___ SUPPLIED DATA ___

PR #1162, opened 2024-12-08
CAS-603 Implement timeline for probation practitioners

aliuk2012:
# Context
https://dsdmoj.atlassian.net/browse/CAS-603

# Changes in this PR

Add timeline to PP "applications" so that they can see the progress of any events for the applications they submit. The timeline will exclude all HPT notes.

### Before
image

### After
image

# Release checklist

## Pre-merge checklist

  (eg. CAS API)

## Post-merge checklist

  release to test
  release to preprod
  release to prod

### DIFF
--- a/server/data/timelineClient.test.ts
+++ b/server/data/timelineClient.test.ts
@@ -1,0 +1,48 @@
+import nock from 'nock'
+
+import { fakerEN_GB as faker } from '@faker-js/faker'
+import config from '../config'
+import paths from '../paths/api'
+import TimelineClient from './timelineClient'
+
+import { CallConfig } from './restClient'
+import { referralHistorySystemNoteFactory } from '../testutils/factories'
+
+describe('Timeline client', () => {
+  let fakeApprovedPremisesApi: nock.Scope
+  let timelineClient: TimelineClient
+
+  const callConfig = { token: 'some-token' } as CallConfig
+
+  beforeEach(() => {
+    config.apis.approvedPremises.url = 'http://localhost:8080'
+    fakeApprovedPremisesApi = nock(config.apis.approvedPremises.url)
+    timelineClient = new TimelineClient(callConfig)
+  })
+
+  afterEach(() => {
+    if (!nock.isDone()) {
+      nock.cleanAll()
+      throw new Error('Not all nock interceptors were used!')
+    }
+    nock.abortPendingRequests()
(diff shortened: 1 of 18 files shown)


server/data/timelineClient.test.ts
```diff
@@ -0,0 +1,48 @@
...
+
+      fakeApprovedPremisesApi
+        .get(paths.assessments.timeline({ assessmentId: payload }))
+        .matchHeader('authorization', `Bearer ${callConfig.token}`)
+        .reply(201, results)
+
+      const result = await timelineClient.fetch(payload)
+
+      expect(result).toEqual(results)
+      expect(nock.isDone()).toBeTruthy()
```
Rosie-Brigham, line 45: Is this relevant if we have the `afterEach` block?

server/data/timelineClient.test.ts
```diff
@@ -0,0 +1,48 @@
...
+    if (!nock.isDone()) {
+      nock.cleanAll()
+      throw new Error('Not all nock interceptors were used!')
+    }
+    nock.abortPendingRequests()
+    nock.cleanAll()
+  })
+
+  describe('fetch', () => {
+    it('returns timeline results', async () => {
```
Rosie-Brigham, line 33: Would it be overkill to have a test which reflects what happens when the application is not submitted?
(Or, is there no chance of this being called if that is the case?)

server/utils/assessments/timelineUtils.ts
```diff
@@ -0,0 +1,131 @@
+import {
```
Rosie-Brigham, line 1: Nice tidy up

Rosie-Brigham (approved):
Looks good - one comment but tine. Lovely bit of refactoring :)

server/data/timelineClient.test.ts
aliuk2012: The timelines at the moment, would only be included on pages where an application has been submitted and therefore it would have an assessmentId.

I think its a bit overkill for the moment, but if we were to place timelines on say the application pages I think we would have to look at how passing application id would work and at that point we could review scenarios where application is not submitted

server/data/timelineClient.test.ts
aliuk2012: I think its more explicit here that we want to make sure all mocked expectations have been done.

PR #1204, opened 2025-01-29
Fix flaky end-to-end tests for bedspace search

aliuk2012:
# Context
Issue introduced  as part of  https://github.com/ministryofjustice/hmpps-temporary-accommodation-ui/pull/1153

Because we randomly select characteristics for premise and bedspace, iterating through them sometimes results in no searchable filters to return data for. Now we seperated out the wheelchair and occupancy characteristics, we now have to lookup the bedspace characteristic as well.


brimchugh (approved):
LGTM

PR #1209, opened 2025-02-04
Suppress part of the feature specs that are flakey

aliuk2012:
# Context
We are having an issue where the assessment is somes not on the page. We suspect this is due to an issu with the tests rather than the service itself. Its been tricky to debug as its so inconsistent and random. Instead of blocking the pipeline, we have decided to suppress the tests in question.

# Changes in this PR

### After

# Release checklist

[Release process documentation](https://dsdmoj.atlassian.net/wiki/spaces/AP/pages/edit-v2/4247847062?draftShareId=a1c360ab-bd31-4db1-aae3-7cc002761de9).

## Pre-merge checklist

- [ ] Are any changes required to dependent services for this change to work?
  (eg. CAS API)
- [ ] Have they been released to production already?

## Post-merge checklist

- [ ] [Manually approve](https://dsdmoj.atlassian.net/wiki/spaces/AP/pages/4247847062/Release+process#Manual-releases)
  release to test
- [ ] [Manually approve](https://dsdmoj.atlassian.net/wiki/spaces/AP/pages/4247847062/Release+process#Manual-releases)
  release to preprod
- [ ] [Manually approve](https://dsdmoj.atlassian.net/wiki/spaces/AP/pages/4247847062/Release+process#Manual-releases)
  release to prod

PR #1210, opened 2025-02-05
Fix failing specs

aliuk2012:
# Changes in this PR

Reverts 5 commits introduced as part of the following PR:

- https://github.com/ministryofjustice/hmpps-temporary-accommodation-ui/pull/1153
- https://github.com/ministryofjustice/hmpps-temporary-accommodation-ui/pull/1204
- https://github.com/ministryofjustice/hmpps-temporary-accommodation-ui/pull/1206
- https://github.com/ministryofjustice/hmpps-temporary-accommodation-ui/pull/1209

The reason for reverting these commits is that e2e tests seemed to be passing reliably before https://github.com/ministryofjustice/hmpps-temporary-accommodation-ui/pull/1153 was merged.  Since it was merged CAS3 UI e2e and API CAS3 UI e2e tests have been failing for a number of reasons. Its been difficult to replicate/ debug locally because the tests do not also fail consistently.

These changes will mean that the API pipeline should not be blocked by the failing e2e tests anymore and it buys us some time to fix it. However, we will need to fix this before we do another CAS3 UI release otherwise the bedspace search page will revert to using checkboxes instead of radio buttons.

Brief summary of the failures we were seeing:

1. Failed to find a recently submitted application in the assessors list of unallocated referrals.

This is odd one as it doesn't seem to be linked to any of the above changes made to the bedspace search filters.

https://github.com/ministryofjustice/hmpps-temporary-accommodation-ui/blob/fb293240f6eee0a0987aaa79a4e76bf6f223e018/e2e/tests/apply-and-place.feature#L17

2. Failed to find available bedspace

This is more likely to b caused by the changes as we made changes to the search filter and we suspect theres an issue when premises/bedspaces are created with random attributes. These random attributes could mean that the search results would not include the bedspace when we are expecting it too.

I've run the e2e tests locally multiple times on this branch and have yet to see any of the failures we were seeing before


Rosie-Brigham (approved):
Let's get this merged to unblock the pipeline

PR #1234, opened 2025-02-24
Configure Playwright for e2e tests (inc. dummy test with login)

gregkhawkins:
# Context

* `JIRA`: https://dsdmoj.atlassian.net/browse/CAS-1461
* `Do you need to add any environment variables?` --> Yes added to `.env-local` as you will see in the PR. Nothing needed for pipeline yet as out of scope of this ticket
* `Is an ADR required? An ADR should be added if this PR introduces a change to the architecture` --> There will need to be but out of scope of this ticket. Will be done as part of:  https://dsdmoj.atlassian.net/browse/CAS-1467

# Changes in this PR

The scope this ticket was to:
* Configure Playwright within this repo - mirror CAS1 Playwright configuration
* Add beginning of new test that runs against local AP tools - model on CAS1 Playwright standards
* New test to include; login into the web app successfully + ensured landed on the `Temporary Accommodation` web application's `Dashboard`

## Screenshots of UI changes
playwright

# Release checklist

## Pre-merge checklist

  (eg. CAS API)

## Post-merge checklist

  release to test
  release to preprod
  release to prod


e2e_playwright/playwright.config.ts
```diff
@@ -0,0 +1,33 @@
+import 'dotenv/config'
```
aliuk2012, line 1: This doesn't seem to be loading in the env vars for me automatically.  When I run the tests I'm getting `Error: Credentials missing, have you set the correct environment variables?`

e2e_playwright/playwright.config.ts
```diff
@@ -0,0 +1,33 @@
...
+    {
+      name: 'setup-local',
+      testMatch: /.*\.setup\.ts/,
+      use: { baseURL: 'http://localhost:3000' },
+    },
+    {
+      name: 'local',
+      use: {
+        ...devices['Desktop Chrome'],
+        baseURL: 'http://localhost:3000',
```
aliuk2012: Just a thought, instead of hardcoding the url here, could we maybe use env vars? It would make it more flexible should we want to run the local server on other ports or run it against dev/test/pre-prod etc.

I know theres a separate bit of config that needs to be added once we start running this against dev so perhaps we can address it then. I just dont like all the hard coding of urls for config, single source of truth 😉

e2e_playwright/playwright.config.ts
gregkhawkins: From memory, I had to move `dotenv` in `package.json` from `dev-dependencies` -> `dependencies`. Might be worth re-running `npm install`

e2e_playwright/playwright.config.ts
gregkhawkins: will do, thanks!

e2e_playwright/playwright.config.ts
gregkhawkins: also, assume you copied the new env vars from `.env.local` into your `.env` file already?

e2e_playwright/playwright.config.ts
gregkhawkins: done :)

e2e_playwright/playwright.config.ts
aliuk2012: 🤦‍♂️  I hadn't copied the new vars from `.env.local` to `.env`

aliuk2012 (approved):

PR #1246, opened 2025-03-06
CAS-1482: Move bedspace search api endpoint to cas 3

aliuk2012:
# Context
https://dsdmoj.atlassian.net/browse/CAS-1482

# Changes in this PR

We need to switch over to a new bedspace search endpoint that is now cas3 namespaced. This means that we no longer have to pass the service name when calling it and its more obvious than the old /beds/search.  There were also a few types that had to be updated as result of the changing the endpoint point but nothing that would change functionality for the user.

We dont use the concepts of Beds in CAS3 so I thought it would be a good opportunity to address some tech debt and to rename any thing that relates to beds to bedspace.


cypress_shared/components/bedspaceSearchResult.ts
```diff
@@ -1,10 +1,10 @@
-import { TemporaryAccommodationBedSearchResult as BedSearchResult } from '../../server/@types/shared'
```
Rosie-Brigham, line 1: ❤️

Rosie-Brigham (approved):
Looks good to me - lovely bit of refactoring
As a small caveat I wasn't able to look too much into detail as looked at this between meetings

PR #1249, opened 2025-03-07
Playwright CI config changes

gregkhawkins:
# Context
* The `cas3 e2e job` was failing in the API pipeline
* Strangely the same e2e tests  passed in the `hmpps-temporary-accommodation-ui` pipeline
* Locally the same e2e tests were consistently passing too

# Changes in this PR
* It turned out that setting the shards in the way I was with this config `npm run test:playwright:e2e:ci -- --shard=${SHARD}/${CIRCLE_NODE_TOTAL}` means that the `hmpps-temporary-accommodation-ui` pipeline was only running 2 out of 6 tests - this is why this pipeline was passing
* The reason the pipeline consistently passes locally but not in the CI pipelines is still a bit of a mystery tbh
* However, the reason for the pipeline failures was that using `this.page.getByLabel('Start date').fill(startDate)` was flaky and did not always set the date value
* To fix this so that it works consistently I have used the datepicker to set the date. This solution works for locally and for both pipelines and gives us more coverage on the page - so win win :)


.circleci/config.yml
```diff
@@ -85,15 +85,14 @@ jobs:
       - run:
           name: Run E2E tests
           command: |
-            SHARD="$((${CIRCLE_NODE_INDEX}+1))"
             export ASSESSOR_USERNAME=${CYPRESS_ASSESSOR_USERNAME_<< parameters.environment >>} ASSESSOR_PASSWORD=${CYPRESS_ASSESSOR_PASSWORD_<< parameters.environment >>} REFERRER_USERNAME=${CYPRESS_REFERRER_USERNAME_<< parameters.environment >>} REFERRER_PASSWORD=${CYPRESS_REFERRER_PASSWORD_<< parameters.environment >>} ACTING_USER_PROBATION_REGION_ID=${CYPRESS_ACTING_USER_PROBATION_REGION_ID_<< parameters.environment >>} ACTING_USER_PROBATION_REGION_NAME=${ACTING_USER_PROBATION_REGION_NAME_<< parameters.environment >>} ENVIRONMENT=${CYPRESS_ENVIRONMENT_<< parameters.environment >>} DEV_PLAYWRIGHT_BASE_URL=https://transitional-accommodation-<< parameters.environment >>.hmpps.service.justice.gov.uk
-            npm run test:playwright:e2e:ci -- --shard=${SHARD}/${CIRCLE_NODE_TOTAL}
+            npm run test:playwright:e2e:ci
```
gregkhawkins, line 89: It turned out that settings the shards in this way lead to the pipeline only running 2 / 6 tests. Removing this here means we now run all tests

.circleci/config.yml
```diff
@@ -85,15 +85,14 @@ jobs:
...
       - store_artifacts:
-          path: playwright-report
-          destination: playwright-report
+          path: e2e_playwright/playwright-report
+          destination: e2e_playwright/playwright-report
       - store_artifacts:
-          path: test-results
-          destination: test-results
+          path: e2e_playwright/test-results
+          destination: e2e_playwright/test-results
```
gregkhawkins, line 95: the artifacts were not available in the artifacts tab of the build before making this change. We can now watch the failure videos in the pipeline when failures happen so easier to diagnose issues

.env.local-dev-upstream
```diff
@@ -1,4 +1,4 @@
-ENVIRONMENT=dev
+ENVIRONMENT=local
```
gregkhawkins, line 1: realised that `ap-tools server start --local-ui --local-api-dev-upstream` was broken. This change fixed it

e2e_playwright/pages/reports/reportsPage.ts
```diff
@@ -2,27 +2,35 @@ import { Page, expect } from '@playwright/test'
...
+    await this.pickStartDateUsingDatePicker()
+    await this.pickEndDateUsingDatePicker()
   }
 
   private async selectProbationRegion(probationRegionName: string) {
     await this.page.getByLabel('Select a probation region').selectOption(probationRegionName)
   }
 
-  private async enterStartDate(startDate: string) {
-    await this.page.getByLabel('Start date').fill(startDate)
```
gregkhawkins, line 22: weirdly this was flaky - think this it's due to the target input field being part of the date-picker but bit of a mystery tbh. 
Anyway, below changes pick the date using thr date-picker component which gives us more coverage (and consistently works in the pipeline)

aliuk2012: Good catch

aliuk2012 (approved):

___

- _WHAT YOU NEED TO DO_
For the word "merged", show every line of the entries that holds it.

- _TASK OUTPUT_
The reason for reverting these commits is that e2e tests seemed to be passing reliably before https://github.com/ministryofjustice/hmpps-temporary-accommodation-ui/pull/1153 was merged.  Since it was merged CAS3 UI e2e and API CAS3 UI e2e tests have been failing for a number of reasons. Its been difficult to replicate/ debug locally because the tests do not also fail consistently.
Let's get this merged to unblock the pipeline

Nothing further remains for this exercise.